[Saved data entries]
=======

PR #1411, opened 2017-07-03
Infer `Self` type for implicit trait implementation

Undin:


src/main/kotlin/org/rust/lang/core/types/infer/Expressions.kt
```diff
@@ -56,8 +56,20 @@ fun inferExpressionType(expr: RsExpr): Ty {
...
-                .substitute(boundMethod.typeArguments)
+            val typeRef = method.retType?.typeReference
+            // if calling method belongs to some trait `Tr`
+            // and struct or enum doesn't have explicit implementation of this trait,
+            // for example, this trait is implemented with `derive` attribute
+            // and return type is `Self`
+            // then `typeRef.type` returns `Tr`
+            // although the real type of expression is type of struct or enum
+            // that implements trait `Tr`
+            val returnType = if (typeRef.isCselfRef) {
```
matklad: Hm, I think this won't work for a more complicated case like

```
trait BiClone {
    fn bi_clone(&self) -> (Self, Self)
}
```

What we really need is to add `Self -> StructType` mapping to the `boundMethod.typeArguments`, so that the original code of just `.substitute(mapping)` would do conversion of `Self` to an actual type.

Undin: Yes, it's more general solution)
I'll try to implement it.

Undin: Done

matklad:
bors r+

Thanks!

PR #1414, opened 2017-07-03
Expressions refactoring

Undin:
`inferExpressionType` is getting too big: at this moment it takes more than 200 lines.
I've split it into several functions for each expression type except one-liner expressions.


matklad:
Thank you!

bors r+

cc @vlad20012

PR #1418, opened 2017-07-04
Remove checkboxes from new project wizard

Undin:
Move all checkboxes which aren't retaled to project creation from `RustProjectSettingsPanel` into `RustProjectConfigurable` component.


matklad:
bors r+

Thanks!

PR #1421, opened 2017-07-04
TY: index operation must return 'Output' type instead of '&Output'

### LINKED ISSUE #1420: Result of indexing a vec given wrong type
Given the following code:
```rust
let x: Vec<u32> = vec![1, 2];
let a = x[0];
println!("food  {}", a);
```
the type of a should be u32. Intellij gives &u32.

Undin:
Closes #1420 

`container[index]` is syntactic sugar for `*container.index(index)` (see [index doc](https://doc.rust-lang.org/std/ops/trait.Index.html)) so type of `container[index]` must be `Output` instead of `&Output`.


matklad:
bors r+

:+1:

PR #1427, opened 2017-07-05
FMT: fix log-like macro formatting

matklad:


farodin91:
Working this for assert_eq?

PR #1428, opened 2017-07-05
TY: supported explicit type parameters it struct literals and function calls

vlad20012:
```rust
struct S<T1, T2> {a: T1, b: T2}
fn main() {
    let x = S::<u8, _>{a: 1, b: 2};
    (x.a, x.b)
  //^ (u8, i32)
}
```

```rust
struct S<T1, T2> (T1, T2);
fn main() {
    let x = S::<u8, _>(1, 2);
    (x.0, x.1)
  //^ (u8, i32)
}
```

```rust
fn f<T>(t: T) -> T { t }

fn main() {
    let a = f::<u8>(1);
    a
  //^ u8
}
```
```rust
fn f<T>(t: T) -> T { t }

fn main() {
    let f = f::<u8>;
    let r = f(1);
    r
  //^ u8
}
```


src/main/kotlin/org/rust/lang/core/psi/ext/RsStructLiteralField.kt
```diff
@@ -7,13 +7,15 @@ package org.rust.lang.core.psi.ext
...
 import com.intellij.psi.PsiElement
+import org.rust.lang.core.psi.RsFieldDecl
 import org.rust.lang.core.psi.RsStructLiteral
 import org.rust.lang.core.psi.RsStructLiteralField
 import org.rust.lang.core.resolve.ref.RsReference
 import org.rust.lang.core.resolve.ref.RsStructLiteralFieldReferenceImpl
 
 
 val RsStructLiteralField.parentStructLiteral: RsStructLiteral get() = parentOfType<RsStructLiteral>()!!
+val RsStructLiteralField.declaration: RsFieldDecl? get() = reference.resolve() as? RsFieldDecl
```
matklad: Let's call it `resolveToDeclaration` (compare with `RsTraitItem#resolveToTrait`)?

src/main/kotlin/org/rust/lang/core/types/infer/Expressions.kt
```diff
@@ -40,28 +40,38 @@ fun inferExpressionType(expr: RsExpr) = when (expr) {
...
 }
 
 private fun inferCallExprType(expr: RsCallExpr): Ty {
     val fn = expr.expr
     if (fn is RsPathExpr) {
-        val variant = fn.path.reference.resolve()
-        when (variant) {
-            is RsEnumVariant -> return inferTupleEnumTypeParameters(expr, variant)
-            is RsStructItem -> return inferTupleStructTypeParameters(expr, variant)
+        val boundElement = fn.path.reference.advancedResolve()
```
matklad: Hm, I was going to say that we should use `val (elemet, subst) = fn.path.refenrece.advancedResolve()` but looks like it's not going to work because of nulls. 

Still, let's make it a convention to destruct `BoundElement`s, and to use `subst` for the substitution. (And yeah, should probably rename `TypeArguments` to `Substitution`).

src/main/kotlin/org/rust/lang/core/types/infer/Expressions.kt
```diff
@@ -290,73 +300,38 @@ private fun getMoreCompleteType(t1: Ty, t2: Ty): Ty {
 }
 
 private val RsBlock.type: Ty get() = expr?.type ?: TyUnit
+private val RsStructLiteralField.type: Ty? get() = declaration?.typeReference?.type
```
matklad: `Ty?` seems smelly. We have a null-object, `TyUnknown`, and should probably use it here.

src/main/kotlin/org/rust/lang/core/types/infer/Expressions.kt
vlad20012: So nothing to fix here? (because of nulls)

matklad: Yep!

=======

→ Your task
From the data, list each line in which the string "RsFieldDecl" appears.

→ Answer box
+import org.rust.lang.core.psi.RsFieldDecl
+val RsStructLiteralField.declaration: RsFieldDecl? get() = reference.resolve() as? RsFieldDecl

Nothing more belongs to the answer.